• Information provided:
PR #8080, opened 2026-09-10
perf(ci): deploy only the current branch subtree to gh-pages

nmerget:
## Proposed changes

Task 2 of the pipeline-performance effort.

Reworks the gh-pages preview deploy so it publishes **only the current branch's subtree** instead of downloading, unpacking and re-committing the entire accumulated gh-pages site on every PR.

- `scripts/github/build-gh-page.ts` now assembles only `review/<branch>` (or `version/<name>` and `version/latest` for releases) into `./public`. No more `gh-pages` tarball fetch/unpack.
- `03-deploy-gh-pages.yml` publishes with `keep_files: true`, so other branches' previews and published versions are preserved (merged on top) rather than replaced. Stale-preview pruning stays in `cleanup.yml`.
- The deploy job no longer runs a full `pnpm install`; the script has no runtime deps and is executed with `node` via the `.nvmrc`-pinned Node 26 (a lightweight `setup-node` guarantees the correct Node without the install cost).

**Why:** on baseline run `34454854684` the deploy job took ~600s (382s "Build page" + 158s "Deploy to GH-Pages"), driven by re-processing the whole site. This cost grew with the number of accumulated previews.

Verified locally: the reworked script, run with `node build-gh-page.ts`, produces exactly `public/review/<branch>/…` and nothing else.

This branch exists to measure the deploy-job delta against the baseline side by side.

### Code Quality

### Validation

### General

🔭🐙🐈 Test this branch here: <https://design-system.deutschebahn.com/core-web/review/perf-gh-pages-subtree-deploy>


.github/workflows/03-deploy-gh-pages.yml
```diff
@@ -98,13 +100,18 @@ jobs:
           REPO_NAME: ${{ inputs.repoName }}
           OWNER_NAME: ${{ inputs.repoOwner }}
         run: |
-          pnpm --silent tsx scripts/github/build-gh-page.ts
+          node scripts/github/build-gh-page.ts
```
mfranzke: ♥️

mfranzke:
@codex review

.github/workflows/03-deploy-gh-pages.yml
```diff
@@ -98,13 +100,18 @@ jobs:
...
+      # keep_files: true merges the published subtree on top of the existing
+      # gh-pages branch, so previews for other branches/versions are preserved
+      # without downloading and re-committing the whole site. Stale previews are
+      # pruned separately by cleanup.yml.
       - name: 🥅 Deploy to GH-Pages
         uses: peaceiris/actions-gh-pages@84c30a85c19949d7eee79c4ff27748b70285e453 # v4.1.0
         with:
           github_token: ${{ secrets.GITHUB_TOKEN }}
           publish_dir: ./public
+          keep_files: true
```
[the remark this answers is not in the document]
nmerget: Good catch, this was a real regression. Fixed in `29ce20a`.

Instead of `keep_files: true` (which never removes anything, so a file deleted from a rebuilt preview lingered), each deploy now publishes into a scoped `destination_dir`:
- PR previews -> `review/<branch>`
- pre-releases -> `version/<name>`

• What this task involves: Repeat the whole listing verbatim.

• Answer to the exercise:
PR #8080, opened 2026-09-10
perf(ci): deploy only the current branch subtree to gh-pages

nmerget:
## Proposed changes

Task 2 of the pipeline-performance effort.

Reworks the gh-pages preview deploy so it publishes **only the current branch's subtree** instead of downloading, unpacking and re-committing the entire accumulated gh-pages site on every PR.

- `scripts/github/build-gh-page.ts` now assembles only `review/<branch>` (or `version/<name>` and `version/latest` for releases) into `./public`. No more `gh-pages` tarball fetch/unpack.
- `03-deploy-gh-pages.yml` publishes with `keep_files: true`, so other branches' previews and published versions are preserved (merged on top) rather than replaced. Stale-preview pruning stays in `cleanup.yml`.
- The deploy job no longer runs a full `pnpm install`; the script has no runtime deps and is executed with `node` via the `.nvmrc`-pinned Node 26 (a lightweight `setup-node` guarantees the correct Node without the install cost).

**Why:** on baseline run `34454854684` the deploy job took ~600s (382s "Build page" + 158s "Deploy to GH-Pages"), driven by re-processing the whole site. This cost grew with the number of accumulated previews.

Verified locally: the reworked script, run with `node build-gh-page.ts`, produces exactly `public/review/<branch>/…` and nothing else.

This branch exists to measure the deploy-job delta against the baseline side by side.

### Code Quality

### Validation

### General

🔭🐙🐈 Test this branch here: <https://design-system.deutschebahn.com/core-web/review/perf-gh-pages-subtree-deploy>


.github/workflows/03-deploy-gh-pages.yml
```diff
@@ -98,13 +100,18 @@ jobs:
           REPO_NAME: ${{ inputs.repoName }}
           OWNER_NAME: ${{ inputs.repoOwner }}
         run: |
-          pnpm --silent tsx scripts/github/build-gh-page.ts
+          node scripts/github/build-gh-page.ts
```
mfranzke: ♥️

mfranzke:
@codex review

.github/workflows/03-deploy-gh-pages.yml
```diff
@@ -98,13 +100,18 @@ jobs:
...
+      # keep_files: true merges the published subtree on top of the existing
+      # gh-pages branch, so previews for other branches/versions are preserved
+      # without downloading and re-committing the whole site. Stale previews are
+      # pruned separately by cleanup.yml.
       - name: 🥅 Deploy to GH-Pages
         uses: peaceiris/actions-gh-pages@84c30a85c19949d7eee79c4ff27748b70285e453 # v4.1.0
         with:
           github_token: ${{ secrets.GITHUB_TOKEN }}
           publish_dir: ./public
+          keep_files: true
```
[the remark this answers is not in the document]
nmerget: Good catch, this was a real regression. Fixed in `29ce20a`.

Instead of `keep_files: true` (which never removes anything, so a file deleted from a rebuilt preview lingered), each deploy now publishes into a scoped `destination_dir`:
- PR previews -> `review/<branch>`
- pre-releases -> `version/<name>`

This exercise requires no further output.